I delinquenti

La recensione di I delinquenti, di Rodrigo Moreno, a cura di Guido Reverdito.

Nella Buenos Aires dei giorni nostri, Morán vive con fastidio la sua routine di bancario senza prospettive né futuro in cui sperare. Per uscirne, ordisce un piano criminale in versione faidate nel quale coinvolge il collega Román: dopo aver sottratto dalla banca l’esatto importo che corrisponde agli stipendi di entrambi fino alla pensione, lo convince a custodire il malloppo. Nel frattempo si costituirà, farà solo tre anni di galera e poi, una volta tornato in libertà, lui e il sodale potranno vivere un’esistenza felice senza più dover timbrare il cartellino.

E questa è solo la premessa iniziale che in meno di venti minuti diventa la scintilla pronta a scatenare il resto delle tre ore di pellicola in cui lo spettatore viene chiamato a fare i conti con le conseguenze del piano criminoso messo in atto dai due colleghi, destinati e seguire percorsi paralleli sfasati nel tempo e rivissuti in lunghi flashback (col carcerato che da dietro le sbarre pilota il collega facendogli ripercorrere tutti i passi fatti da lui dopo aver sottratto il denaro, per arrivare al finale liberatorio dopo che le due esistenze speculari si sovrappongono al punto da essere una la replica a posteriori dell’altra).

Dopo un decennio di relativo silenzio, con I delinquenti il cinquantunenne argentino Rodrigo Moreno cerca la definitiva consacrazione ad “autore”, dopo che questo suo fluviale inno alle seconde opportunità e a modelli alternativi di vita rispetto a quelli imposti dalla dittatura capitalistica era stato ignorato dalla giuria di Cannes lo scorso anno per poi essere invece acclamato dal pubblico nell’anteprima italiana fuori competizione alla 41ma edizione del Torino Film Festival.

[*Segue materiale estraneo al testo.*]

PR #7, opened 2019-05-06
Fix Histogram registration

ASverdlov:
Counter.new() do_register option is always
overriden to true.

The commit fixes this by implementing
default value for boolean variable correctly.


Kasen:
LGTM

PR #21, opened 2019-09-29
Add InfluxDB exporter plugin

lispad:


knazarov:
Just out of interest, why don't you use Kapacitor's native support for scraping prometheus endpoints? The way you did it requires configuration of every tarantool instance with Kapacitor credentials/address.

PR #22, opened 2019-10-07
prometheus: fix serialization for cdata values

artur-barsegyan:
I haven't bootstrapped new test via `run_tests.sh` (because I don't understand how) but started it by my self.


artur-barsegyan:
After all discussions, I have 3 variants about of kind of implementation:
- use `snprintf` via `ffi` (No. Can create new bugs, difficult for debug)
- use yaml/json encode (There are implementations of `snprintf` way)
- use `str:gsub`

The last one, seems to me as most effortless and robust.

PR #25, opened 2019-11-19
Support passing extra lables for graphite metrics

viciious:
For certain purposes you may want to pass optional labels rather than a prefix.


filonenko-mikhail:
Could you please provide test for such feature?

knazarov:
Fixed by #30

PR #28, opened 2019-12-06
Cache in registry metrics objects and check it before creation [Closes #27]

### LINKED ISSUE #27: Don't create a counter if it already exists
Currently if you do this:

```lua
local counter = metrics.counter('foobar')
```

Then it creates a new counter object every time. This means that users have to store counter objects carefully.

What I propose is to make such calls idemponent: if the parameters (like histogram buckets etc) don't change -- then just return an existing counter.

dimoffon:
Check if metric exists in registry cache (by its name and type) before new instance creation.

### DIFF
--- a/metrics/details/init.lua
+++ b/metrics/details/init.lua
@@ -23,7 +23,7 @@ end
 function Registry:is_registered(collector)
     for _, c in ipairs(self.collectors) do
         if c.name == collector.name and c.kind == collector.kind then
-            return true
+            return true, c
         end
     end
     return false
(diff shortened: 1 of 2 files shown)


metrics/details/init.lua
```diff
@@ -23,7 +23,7 @@ end
 function Registry:is_registered(collector)
     for _, c in ipairs(self.collectors) do
         if c.name == collector.name and c.kind == collector.kind then
-            return true
+            return true, c
```
olegrok: I suggest you to consider an implementation of new method "get" that will return you "collector" if it is registred and nil otherwise.

I think we should keep semantics when "is_..." returns only true or false

dimoffon: Done, added separate method to get from cache

metrics/details/init.lua
```diff
@@ -29,6 +29,15 @@ function Registry:is_registered(collector)
     return false
 end
 
+function Registry:get_registered(collector)
+    for _, c in ipairs(self.collectors) do
+        if c.name == collector.name and c.kind == collector.kind then
```
filonenko-mikhail: if name and kind inconsistence make an assert

dimoffon: I.e. if one of them is nil?

dimoffon: added assertions

PR #29, opened 2020-01-09
Add optional global labels

DifferentialOrange:
Add optional global labels to metrics. (Solves #30 issue.)
Solution is driver-independent and can be used with any custom driver.

Global labels can be set by calling 
```
metrics.set_global_labels({ label = value, ...}).
```
Labels table is validated before use: label key must be a string. (Throws error otherwise.)
Global labels are stored in `global_metrics_registry` as `global_metrics_registry.label_pairs`. Global labels append to every observation on `collector:collect()` call. (Refer to #30 third solution.) Global labels never overwrite local (passed as function argument) ones.
`metrics.clear()` call also cleans global labels.

### DIFF
--- a/metrics/details/init.lua
+++ b/metrics/details/init.lua
@@ -17,6 +17,7 @@ function Registry.new()
 
     obj.collectors = {}
     obj.callbacks = {}
+    obj.label_pairs = {}
     return obj
 end
 
@@ -97,7 +98,27 @@ function Registry:instanceof(obj, mt)
     return metric
 end
 
+function Registry:set_labels(label_pairs)
+    self.label_pairs = table.copy(label_pairs)
+end
+
 global_metrics_registry = Registry.new()
+
+local function append_global_labels(label_pairs)
+    if next(global_metrics_registry.label_pairs) == nil then
+        return label_pairs
+    end
+
+    local extended_label_pairs = table.copy(label_pairs)
+
+    for k, v in pairs(global_metrics_registry.label_pairs) do
+        if extended_label_pairs[k] == nil then
+            extended_label_pairs[k] = v
+        end
+    end
+
+    return extended_label_pairs
+end
 
 ------------------------------- Common Methods -------------------------------
 
@@ -160,7 +181,7 @@ function Shared:collect()
     for key, observation in pairs(self.observations) do
         local obs = {
             metric_name = self.name,
-            label_pairs = self.label_pairs[key],
+            label_pairs = append_global_labels(self.label_pairs[key]),
             value = observation,
             timestamp = fiber.time64(),
         }
--- a/metrics/init.lua
+++ b/metrics/init.lua
@@ -56,6 +56,22 @@ end
 local function clear()
     global_metrics_registry.collectors = {}
     global_metrics_registry.callbacks = {}
+    global_metrics_registry.label_pairs = {}
+end
+
+local function set_global_labels(label_pairs)
+    checks('?table')
+
+    label_pairs = label_pairs or {}
+
+    -- Verify label table
+    for k, _ in pairs(label_pairs) do
+        if type(k) ~= 'string' then
+            error(("bad label key (string expected, got %s)"):type(k))
+        end
+    end
+
+    global_metrics_registry:set_labels(label_pairs)
 end
 
 return {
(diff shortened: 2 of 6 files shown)


metrics/details/init.lua
```diff
@@ -99,6 +99,21 @@ end
 
 global_metrics_registry = Registry.new()
 
+------------------------------- Global Labels --------------------------------
+global_labels = {}
```
olegrok: Personally I don't like the idea of global variables. Moreover "global_labels" is quite common name. I can suppose that some user could redefine "global_labels" by mistake

metrics/details/init.lua
```diff
@@ -99,6 +99,21 @@ end
...
+
+local function append_global_labels(label_pairs)
+    local extended_label_pairs = table.deepcopy(label_pairs)
```
olegrok: Why not simple "copy"?

metrics/details/init.lua
```diff
@@ -99,6 +99,21 @@ end
...
+
+    for k, v in pairs(global_labels) do
```
olegrok: Let's verify "global_labels" in "set_global_labels" function.

I think we should merge only correct and checked values

olegrok:
Also please add some description to commit message and "Closes #30" line

metrics/details/init.lua
DifferentialOrange: Move `global_labels` to registry as `global_metrics_registry.label_pairs`, add `Registry:set_labels(label_pairs)` method. Also, `metrics.clear()` call cleans global labels now.

metrics/details/init.lua
DifferentialOrange: Changed both `table.deepcopy` calls to `table.copy` calls.

metrics/details/init.lua
DifferentialOrange: I did not find any explicit specification on labels. All three drivers imply we must be able to cast both key and value to strings, so I verify it now. (Correct `set_global_labels()` arguments are `nil`, `{}` or `{ string_like_key = string_like_value, ... }`.)

DifferentialOrange:
> Also please add some description to commit message and "Closes #30" line

Added description about solution and its properties to commit message and pull request message (below "Closes #30" line).

metrics/init.lua
```diff
@@ -56,6 +56,32 @@ end
...
+    global_metrics_registry.label_pairs = {}
+end
+
+local function set_global_labels(label_pairs)
+    checks('?table')
+
+    label_pairs = label_pairs or {}
+
+    -- Verify label table
+    local string_like = function(obj)
```
olegrok: I know only two cases when tostring can throw an error:
- call without args
- throw an error in __tostring methods

Should we validate errors in such way? I think no... It's quite strange to  validate strings in such way

DifferentialOrange: As I said above, I did not find any explicit specification on labels, and implicit ones require only this property. What type restrictions on keys and values I should set?

olegrok: I think `type(label) == 'string'`

Another types I think don't have any sense

metrics/details/init.lua
DifferentialOrange: We also do not call excessive copy in case of empty global labels now

metrics/init.lua
DifferentialOrange: Changed verification process (with simple test)

test/collectors_test.lua
```diff
@@ -160,3 +154,114 @@ g.test_counter_cache = function()
...
+    --- Ensure global label appends to counter observations
+    local counter = metrics.counter('counter', 'test counter')
+
+    -- Make some observation
+    counter:inc(3)
+
+    -- Collect metrics and check their labels
+    local observations = metrics.collect()
+    local obs_cnt = utils.find_obs('counter', { alias = "my_instance" }, observations)
+    t.assertEquals(obs_cnt.value, 3, "observation has global label")
```
sharonovd: use snake case please

opomuc: I can provide renaming tool that will bring everything to snake case

opomuc: Will be done in a separate MR

PR #32, opened 2020-01-14
Update luatest to 0.4.0, fix global labels verification error

DifferentialOrange:
Update luatest version to 0.4.0 in CI.

Minor test changes: use new test hooks, use snake case in asserts, improve custom `ensure_throws` with luatest embedded `assert_error_msg_contains`, reorder metrics cleanup.

Fix global labels verification error.

### DIFF
--- a/test/collectors_test.lua
+++ b/test/collectors_test.lua
@@ -6,29 +6,27 @@ local g = t.group('collectors')
 local metrics = require('metrics')
 local utils = require('test.utils')
 
-g.before_all = function()
+g.before_all(function()
     box.cfg{}
     box.schema.user.grant(
         'guest', 'read,write,execute', 'universe', nil, {if_not_exists = true}
     )
-end
 
-g.setup = function()
     -- Delete all previous collectors and global labels
     metrics.clear()
-end
+end)
 
-local function ensure_throws(desc, fun)
-   local ok, _ = pcall(fun)
-   t.assertTrue(not ok, desc .. ' throws')
-end
+g.after_each(function()
+    -- Delete all collectors and global labels
+    metrics.clear()
+end)
 
 g.test_counter = function()
-    ensure_throws('metrics.counter() w/o parameters', function()
+    t.assert_error_msg_contains("bad argument #1 to counter (string expected, got nil)", function()
         metrics.counter()
     end)
 
-    ensure_throws('metrics.counter() w/ name as number', function()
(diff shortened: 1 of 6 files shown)


test/collectors_test.lua
```diff
@@ -6,29 +6,29 @@ local g = t.group('collectors')
...
-end
+g.after_each( function()
+    -- Delete all collectors and global labels
+    metrics.clear()
+end)
 
 g.test_counter = function()
-    ensure_throws('metrics.counter() w/o parameters', function()
+    -- metrics.counter() w/o parameters
+    t.assert_error( function()
```
sharonovd: assert_error_msg_contains is usually self-explanatory

DifferentialOrange: Replaced `assert_error` with `assert_error_msg_contains`. It also helped me to find the bug in the global labels verification error, thanks! (Fixed it in another commit of this MR.)

test/collectors_test.lua
```diff
@@ -40,29 +38,30 @@ g.test_counter = function()
...
-    t.assertEquals(c:collect()[1].value, 8, '3 + 5 = 8')
+    t.assert_equals(c:collect()[1].value, 8, '3 + 5 = 8')
 
-    ensure_throws('counter:inc(<negative value>)', function()
+    t.assert_error_msg_contains("Counter increment should not be negative", function()
         c:inc(-1)
     end)
-    ensure_throws('counter:dec(...)', function()
+
+    t.assert_error_msg_contains("attempt to call method 'dec' (a nil value)", function()
```
olegrok: counter.dec == nil should be enough. Why do you call it?

test/collectors_test.lua
```diff
@@ -6,29 +6,27 @@ local g = t.group('collectors')
 local metrics = require('metrics')
 local utils = require('test.utils')
 
-g.before_all = function()
+g.before_all( function()
```
olegrok: nil: space here is redundant: `g.before_all( function()` -> `g.before_all(function()`

test/collectors_test.lua
DifferentialOrange: Originally there was 
```
ensure_throws('counter:dec(...)', function()
        c:dec(1)
end)
```
and I simply rewrote it. Replaced with `assert_equals(..., nil, ...)`.

test/collectors_test.lua
DifferentialOrange: Removed redundant spaces in `before_all`/`after_each` calls.

Issue #34, opened 2020-01-24
Wrong metric type


oleggator:
Default metrics return metric `tnt_cfg_listen` with the string type that unsupported by Prometheus.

I protagonisti principali portano tutti il medesimo nome, solo anagrammato in forme differenti in un gioco intenzionale di rimescolamento di carte narrative: a partire dal duo Morán + Román, per arrivare al terzetto anomalo di cui entrambi diventano parte anche se in tempi diversi della narrazione (con la Morna di cui uno e l’altro si innamorano e l’amica Norma a sua volta legata al compagno Ramón). Un gioco di contrapposizioni binarie riproposto ugualmente in tutti gli altri assi portanti dello script (opera dello stesso Moreno, il quale figura anche tra i montatori, a conferma della volontà di un controllo totale sul materiale): e cioè città/campagna, alienazione urbana/libertà rurale, lavoro/evasione, detenzione/avventura, sfruttamento capitalistico/affermazione individuale, e via dicendo.

Una struttura questa che da una parte si adatta perfettamente ai percorsi paralleli dei due protagonisti (uno che dalla cella pilota l’altro), e dall’altra rende più scorrevoli le tre ore e dieci di pellicola la cui dilatazione temporale nelle lunghe sequenze dedicate alla pura illustrazione di magnifici paesaggi della pampa contrapposti alle angustie metropolitane sembra solo all’apparenza fine a se stessa, trovando invece la sua ragione di essere nell’insistenza che l’intera sceneggiatura ha sul principio del ritorno alla natura, della fuga dalle costrizioni imposte del sistema e dell’affermazione di una vita possibile all’insegna della sostenibilità interiore ed ecologica. Una sceneggiatura che va detto a titolo di acribia è originale solo fino in parte perché il suo spunto centrale era già alla base di un classico del cinema argentino del 1949: ovvero Apenas un delincuente di Hugo Fregonese: nel quale un modesto impiegato di banca metteva a punto una rapina all’interno dell’istituto bancario in cui lavorava, con il triplice obiettivo di nascondere la ricca refurtiva, andare a costituirsi alle autorità e infine darsi alla bella vita una volta scontata la pena. Il protagonista di quel classico, interpretato da un famoso divo di fotoromanzi e telenovelas oltre che del grande schermo si chiamava José Morán… Solo un caso?